[...] Hitchens' tame little torture session is the biggest S&M video on the web since "9½ Weeks."
That kind of etiquette is what you get from those expensive dominatrixes English dudes like to get whipped by, or those nerf BDSM sites that talk about "consensual power exchanges." What reminded me most of those BDSM sites is the "code word" they tell Hitchens he can use to stop the waterboarding: "That word is red, R-E-D." They ask him if he understands and he says, "Yes, sir." That "sir" only added to the ridiculous porn feel here, like Hitchens was paying a hundred pounds an hour to have Baron Whipsong or Lady Cruella, whichever way he likes it, wear out their riding crop on his eager little bum.

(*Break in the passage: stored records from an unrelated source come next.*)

PR #1374, opened 2024-08-10
supporting snowflake extract syntax

### LINKED ISSUE #1373: Support Snowflake-specific EXTRACT syntax
Per the [Snowflake docs](https://docs.snowflake.com/en/sql-reference/functions/extract), `EXTRACT` functions can be written one of two ways:

```sql
SELECT
  EXTRACT(hour from foo)
FROM bar
```

```sql
SELECT 
  EXTRACT('hour', foo)
FROM bar
```
This will result in a parse error:
```console
ParseError(ParserError("Expected: date/time field, found: 'hour' at Line: 14, Column: 13"))
```

The `parse_extract_expr()` method on the `Parser` explicitly expects a `FROM` keyword:
https://github.com/sqlparser-rs/sqlparser-rs/blob/1e209d87415a5adfedccac8cee3e2860122e4acb/src/parser/mod.rs#L1682-L1692

I am happy to contribute and submit a PR if someone can point me in the direction of how to override this function _just_ for Snowflake.

seve-martinez:
Closes #1373

### DIFF
--- a/src/ast/mod.rs
+++ b/src/ast/mod.rs
@@ -480,7 +480,7 @@ pub enum CastKind {
 /// `EXTRACT` syntax variants.
 ///
 /// In Snowflake dialect, the `EXTRACT` expression can support either the `from` syntax
-/// or the comma syntax. 
+/// or the comma syntax.
 ///
 /// See <https://docs.snowflake.com/en/sql-reference/functions/extract>
 #[derive(Debug, Clone, PartialEq, PartialOrd, Eq, Ord, Hash)]
@@ -490,7 +490,7 @@ pub enum ExtractSyntax {
     /// `EXTRACT( <date_or_time_part> FROM <date_or_time_expr> )`
     From,
     /// `EXTRACT( <date_or_time_part> , <date_or_timestamp_expr> )`
-    Comma
+    Comma,
 }
 
 /// An SQL expression of any type.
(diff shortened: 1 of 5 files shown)


src/parser/mod.rs
```diff
@@ -1682,12 +1682,21 @@ impl<'a> Parser<'a> {
     pub fn parse_extract_expr(&mut self) -> Result<Expr, ParserError> {
         self.expect_token(&Token::LParen)?;
         let field = self.parse_date_time_field()?;
-        self.expect_keyword(Keyword::FROM)?;
+        
+        let syntax = if self.parse_keyword(Keyword::FROM) {
+            ExtractSyntax::From
+        } else if self.consume_token(&Token::Comma) {
```
iffyio, line 1688: The test case covers only snowflake/generic while functionality here is added for all dialects - if the behavior is intended for snowflake, we can add a dialect_of check here? (Otherwise we can move the test to common.rs to cover all dialects)

src/ast/mod.rs
```diff
@@ -477,6 +477,15 @@ pub enum CastKind {
     DoubleColon,
 }
 
+/// `EXTRACT` syntax types.
+#[derive(Debug, Clone, PartialEq, PartialOrd, Eq, Ord, Hash)]
+#[cfg_attr(feature = "serde", derive(Serialize, Deserialize))]
+#[cfg_attr(feature = "visitor", derive(Visit, VisitMut))]
+pub enum ExtractSyntax {
+    From,
+    Comma
```
iffyio, line 486: Can we add the example syntax showing the difference between the two? (Also for the comma, lets add a link to the snowflake docs that mention the syntax)

seve-martinez:
@iffyio thank you for the review. I've updated the PR per your suggestions.

Snowflake also offers the option to pass a string to the `EXTRACT` method like so:
```sql
EXTRACT('hour', foo)
```

Do you have any recommendation on how to handle that case here?

iffyio (approved):
LGTM! cc @alamb

alamb (approved):
Thank you @seve-martinez  and @iffyio  for the review. Looks great to me

alamb:
I took the liberty of running `cargo fmt` and pushing a commit to this branch to get the CI passing

PR #1377, opened 2024-08-12
adding support for scale in CEIL and FLOOR functions

### LINKED ISSUE #1376: `CEIL` and `FLOOR` do not support comma syntax
The current implementation only supports `CEIL`/`FLOOR` calls when including `TO <DateTimeField>`. However this syntax appears to be rare and so far I've only found it supported in [Kinesis](https://docs.aws.amazon.com/kinesisanalytics/latest/sqlref/sql-reference-ceil.html), which isn't supported by `sqlparser` at all.

The majority of dialects support a single expression, or an expression and a scale separated by a comma:
```sql
SELECT CEIL(321.56, 1)

-- prints 321.6

SELECT CEIL(321.56)
-- prints 322
```

[Snowflake](https://docs.snowflake.com/en/sql-reference/functions/ceil)
[BigQuery](https://cloud.google.com/bigquery/docs/reference/standard-sql/mathematical_functions#ceil)
[Hive](https://www.tutorialspoint.com/hive/hive_built_in_functions.htm#:~:text=2.0-,ceil()%20function,-hive%3E%20SELECT)
[ClickHouse](https://clickhouse.com/docs/en/sql-reference/functions/rounding-functions#ceiling)
[DuckDb](https://duckdb.org/docs/sql/functions/numeric.html#ceilx)
[MsSql](https://www.w3schools.com/sql/func_sqlserver_ceiling.asp)
[MySql](https://www.w3schools.com/sql/func_mysql_ceil.asp)
[Postgres](https://www.postgresqltutorial.com/postgresql-math-functions/postgresql-ceil/)
[Redshift](https://docs.aws.amazon.com/redshift/latest/dg/r_CEILING_FLOOR.html)
[SQLite](https://www.sqlite.org/lang_mathfunc.html#:~:text=arctangent%20of%20X.-,ceil(X)%0Aceiling(X),-Return%20the%20first)

The existing impl:
https://github.com/sqlparser-rs/sqlparser-rs/blob/1e209d87415a5adfedccac8cee3e2860122e4acb/src/parser/mod.rs#L1694-L1716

[...] It's like drowning. Duh. Anybody who wanted to know that already knew it.
So why does Hitchens make such a big show of just realizing it now, after five years of supporting it? To me, the answer's easy: He's withdrawing from Iraq, making a big Jesus-on-the-cross demonstration, like a public punishment, for supporting the war all this time. By getting himself tortured in this half-assed way, he gives himself a reason to see the light, desert from the Neocon forces before it's too late. Karl Rove won't be happy, though, because the last thing the GOP wants is for people to start realizing what we're actually doing in Iraq. Reminds me of the debate about abolishing flogging with the cat-o'-nine-tails in the British Navy. The first time the bill was introduced, everybody laughed at how ridiculous a notion that was. Then somebody thought of having a real cat-o'-nine-tails introduced to the House of Commons, a bloody old Exhibit A. Nobody said a thing; they just voted unanimously to forbid it.
...Hitchens is declaring martyrdom and getting out. He just unilaterally withdrew from Iraq, and in only 11 seconds.
Hitchens, along with many other neocons and kool-aid drinkers, owes. His waterboarding may have been phony, like celebrity rehab, but it was heartwarming to see.